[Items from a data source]
PR #54, opened 2020-08-06
Add code to respond to the event function

Alex7Li:
This commit adds code to respond when a user writes `measure('event', 'name', {more: 'params'}). It really just passes this down to the processEvent method of the processor. So +1 line. +engineering

Most of the code in config_test is duplicated from setupMeasure_test. The helper function is somewhat confusing, so it is nicer to be able to access it from the same file in terms of understanding code. Also, the plan is to only use the helper function for setup tests as of now so there isn't a reason to expose it to the other tests. See https://github.com/googleinterns/measurement-library/pull/43#discussion_r465203446


src/setup.js
```diff
@@ -27,9 +27,33 @@ function setupMeasure(dataLayer) {
...
 
-   // TODO: Use the variables declared above
+  helper.registerProcessor('config', configProcessors);
+  helper.process();
+
+
+  // TODO: configProcessors jsdoc and better processor/storage init in PR 52
+  function configProcessors(eventProcessor, eventOptions,
+                            storageInterface, storageOptions) {
+    let processor = new eventProcessor(eventOptions);
```
kjgalvan, line 39: Shouldn't these be constants?

src/setup.js
```diff
@@ -27,9 +27,33 @@ function setupMeasure(dataLayer) {
...
+
+    /**
+     * Process an event object by sending it to the registered event processor
+     * along with interfaces to the storage and data layer helper.
+     *
+     * @param {string} name The name of the event to process.
+     * @param {!Object<string, *>=} args The arguments to
+     *     process with the event.
+     */
+    function processEvent(name, args = undefined) {
```
kjgalvan, line 50: Could you perhaps pass an empty object as the default parameter for args? This will help me not have to type check this argument!

test/integration/setupMeasure_test.js
```diff
@@ -0,0 +1,92 @@
...
+    save = jasmine.createSpy('save');
+    persistTime = jasmine.createSpy('persistTime');
+    processEvent = jasmine.createSpy('processEvent');
+  });
+
+  describe('calls the processEvent function of eventProcessor ' +
+      `with the right arguments after event is called`, () => {
+    executeSnippetBeforeAndAfterSetup(/* config= */(measure) => {
+      measure('config', MockProcessor, {}, MockStorage, {});
+      measure('event', 'name', 'extra arguments');
```
kjgalvan, line 82: NIT: Shouldn't extra arguments be in object with a key value pair?

src/setup.js
Alex7Li: For now, yes

src/setup.js
Alex7Li: The default is an empty object (See line 51). It's written this way because of https://docs.google.com/document/d/1XIhihp4elYAa9cFqJL9vg3f7u4kbsoZqIQa5ytBqYg0/edit#heading=h.x95stkrs2rc2

test/integration/setupMeasure_test.js
Alex7Li: Yep, good catch

src/setup.js
kjgalvan: Today I learned! Thanks Alex :)

src/setup.js
```diff
@@ -27,9 +27,33 @@ function setupMeasure(dataLayer) {
...
+
+    /**
+     * Process an event object by sending it to the registered event processor
+     * along with interfaces to the storage and data layer helper.
+     *
+     * @param {string} name The name of the event to process.
+     * @param {!Object<string, *>=} options The options object describing
+     *     the event.
+     */
+    function processEvent(name, options = undefined) {
```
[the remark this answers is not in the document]
Alex7Li: I think that this goes against the client tagging guidelines https://docs.google.com/document/d/1XIhihp4elYAa9cFqJL9vg3f7u4kbsoZqIQa5ytBqYg0/edit#heading=h.x95stkrs2rc2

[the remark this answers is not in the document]
zikas: Yeah, always felt like we are too extreme there but well, guideline is a guideline.

src/setup.js
```diff
@@ -27,9 +27,33 @@ function setupMeasure(dataLayer) {
...
    * @private @const {!DataLayerHelper}
    */
-  const helper = new DataLayerHelper(dataLayer);
+  const helper = new DataLayerHelper(dataLayer, {'processNow': false});
 
-   // TODO: Use the variables declared above
+  helper.registerProcessor('config', configProcessors);
+  helper.process();
+
+  // TODO: configProcessors jsdoc and better processor/storage init in PR 52
```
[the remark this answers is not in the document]
Alex7Li: I don't know exactly what you mean by reported issue, but I changed the formatting

PR #55, opened 2020-08-06
Create the processSet function

Alex7Li:
This PR adds handling to listen to users that push the command `measure('set', 'key', 'value', ttl=)`. We pass to the storage save function, though there are some extra cases with determining the time to live. By default, we let the eventProcessor decide.


Alex7Li:
I will be several of the unit tests for this pull request once https://github.com/googleinterns/measurement-library/pull/52 is merged, since the new file format will make it easier to test and there is no need to test them all in both orders.

src/config/configProcessors.js
```diff
@@ -109,7 +109,35 @@ function configProcessors(helper, eventProcessor, eventOptions,
...
+ */
+function registerEventAndSet_(helper, processor, eventOptions, storage) {
+  // Check if a given key/value pair should be persisted in storage, and
+  // if so, save it.
+  function processSet(key, value, secondsToLive = undefined) {
+    if (secondsToLive === undefined) {
+      secondsToLive = processor.persistTime(key, value);
+    }
+    // Don't save if the time to live is 0.
+    if (secondsToLive) {
```
durbanie, line 133: Is this only for checking against secondsToLive === 0? What other values could processor.persistTime return?

test/unit/config/set_test.js
```diff
@@ -0,0 +1,85 @@
...
+  it('calls persistTime once with parameters key, value', () => {
+    measure('set', 'a key', 3);
+
+    expect(processor.persistTime).toHaveBeenCalledTimes(1);
+    expect(processor.persistTime).toHaveBeenCalledWith('a key', 3);
+  });
+
+  it('calls save on the storage interface if persistTime returns' +
+      'a positive integer', () => {
+    processor.persistTime.and.returnValue(1337);
```
durbanie, line 33: Noice.

test/unit/config/set_test.js
```diff
@@ -0,0 +1,85 @@
...
+    measure('set', 'key', 'value');
+
+    expect(storage.save).toHaveBeenCalledTimes(1);
+    expect(storage.save).toHaveBeenCalledWith('key', 'value', 1337);
+  });
+
+  it('calls save on the storage interface if persistTime returns ' +
+      'infinity.',
+      () => {
+        processor.persistTime.and.returnValue(
```
durbanie, line 43: Is it possible persistTime could return null/undefined? If so, I'd add a test for it (even just as documentation).

src/config/configProcessors.js
Alex7Li: According to the [contract](https://github.com/googleinterns/measurement-library/blob/master/src/eventProcessor/EventProcessorInterface.js), it is either -1 or a number greater than or equal to 0 (Including infinity). The undefined default value is probably confusing, I'm following [the tagging guideline](https://github.com/googleinterns/measurement-library/blob/master/src/eventProcessor/EventProcessorInterface.js) but I every time I've followed this guideline so far, someone has posted a comment on my PR with some amount of confusion, so it may be a guideline that is better not to follow...

Alex7Li: I added jsdoc to this function because it may help future readers understand the possible values of seconds to live

test/unit/config/set_test.js
Alex7Li: Returning undefined would violate the contract.

src/config/configProcessors.js
Alex7Li: Ah, this recommendation doesn't actually apply since I need an explicit undefined check (the recommendation was to prefer a falsy check), rewriting it actually saves 1 byte.

PR #56, opened 2020-08-06
Add build request url

kjgalvan:
Adds the buildRequestUrl helper function to the GoogleAnalyticsEventProcessor class and relevant unit tests

Also removed unnecessary matcher from karma configuration due to fix console warning.


src/eventProcessor/GoogleAnalyticsEventProcessor.js
```diff
@@ -115,6 +115,27 @@ class GoogleAnalyticsEventProcessor {
     return 'googleAnalytics';
   }
 
+  /**
+   * Builds the POST request URL using `measurement_id` and `api_secret`
+   * query parameters if available
+   * @return {string}
+   * @private
+   */
+  buildRequestUrl() {
```
calhounsm, line 124: I've found that Array.join can simplify URL query string building a lot when some or all of the parameters are optional.

e.g. psuedo-code like:
```
const paramsArray = [];
if (measurementId) paramsArray.push(`measurement_id=${measurementId}`);
// etc.

if (paramsArray.length > 0) {
  const params = paramsArray.join('&');
  // etc..
}
```

src/eventProcessor/GoogleAnalyticsEventProcessor.js
```diff
@@ -115,6 +115,27 @@ class GoogleAnalyticsEventProcessor {
     return 'googleAnalytics';
   }
 
+  /**
+   * Builds the POST request URL using `measurement_id` and `api_secret`
+   * query parameters if available
+   * @return {string}
+   * @private
```
calhounsm, line 122: Style guide nit: private methods should end with _.
https://google.github.io/styleguide/jsguide.html#naming-method-names

test/GoogleAnalyticsEventProcessor/buildRequestUrl_test.js
```diff
@@ -0,0 +1,87 @@
...
+    expect(eventProcessor.buildRequestUrl())
+        .toBe(expected);
+  }
+
+  it('creates the correct api hit with default url', () => {
+    checkRequestUrl(
+      /** apiSecret */ '123',
+      /** measurementId */ '456',
+      /** measurementUrl */ undefined,
+      /** expected */ 'https://www.google-analytics.com/mp/collect?measurement_id=456&api_secret=123'
```
calhounsm, line 33: Nit: Line too long.

I usually break URL strings after the "?" first, then after an "&" or "/" if more breaks are required.

test/GoogleAnalyticsEventProcessor/buildRequestUrl_test.js
```diff
@@ -0,0 +1,87 @@
...
+      'measurement_url': measurementUrl,
+    });
+
+    expect(eventProcessor.buildRequestUrl())
+        .toBe(expected);
+  }
+
+  it('creates the correct api hit with default url', () => {
+    checkRequestUrl(
+      /** apiSecret */ '123',
```
calhounsm, line 30: Nit: Param name comments should be in the format `/* name= */ value`. One opening *, and an = after the name.
https://google.github.io/styleguide/jsguide.html#formatting-param-name-comments

test/GoogleAnalyticsEventProcessor/buildRequestUrl_test.js
```diff
@@ -0,0 +1,87 @@
...
+      'api_secret': apiSecret,
+      'measurement_id': measurementId,
+      'measurement_url': measurementUrl,
+    });
+
+    expect(eventProcessor.buildRequestUrl())
+        .toBe(expected);
+  }
+
+  it('creates the correct api hit with default url', () => {
```
calhounsm, line 28: Phrasing is a bit weird here, although tricky since the output is a URL but one of the inputs is too. 

Maybe "creates the correct query string when using the default measurement url" ?

test/GoogleAnalyticsEventProcessor/buildRequestUrl_test.js
```diff
@@ -0,0 +1,87 @@
...
+  /**
+   * Tests the `buildRequestUrl` function by passing in an API secret,
+   * measurement ID, and measurement URL to construct the event processor
+   * with and comparing the result of the function with the expected result.
+   * @param {string} apiSecret
+   * @param {string} measurementId
+   * @param {string} measurementUrl
+   * @param {string} expected
+   */
+  function checkRequestUrl(apiSecret, measurementId, measurementUrl, expected) {
```
calhounsm, line 17: This is totally optional, but I would probably name this "assertRequestUrl" to highlight that it's a test assertion and more importantly, that it throws.  Or if you really want to fit into the Jasmine syntax, change this to "expectRequestUrl", remove the "expected" param, and return the expectation object.

e.g. calls would look like:
```
expectRequestUrl('secret', 'measurementId', 'measurementUrl').toBe('http://...');
```

src/eventProcessor/GoogleAnalyticsEventProcessor.js
```diff
@@ -115,6 +115,27 @@ class GoogleAnalyticsEventProcessor {
...
+   */
+  buildRequestUrl() {
+    const measurementIdQuery =
+        this.measurementId_ ? `measurement_id=${this.measurementId_}` : '';
```
calhounsm, line 126: Since these are arbitrary user inputs, what do you think about passing them through encodeURIComponent?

» **Exercise instructions**
How many lines in these records hold the string "possible"? Reply with the number alone.

» **Written solution**
2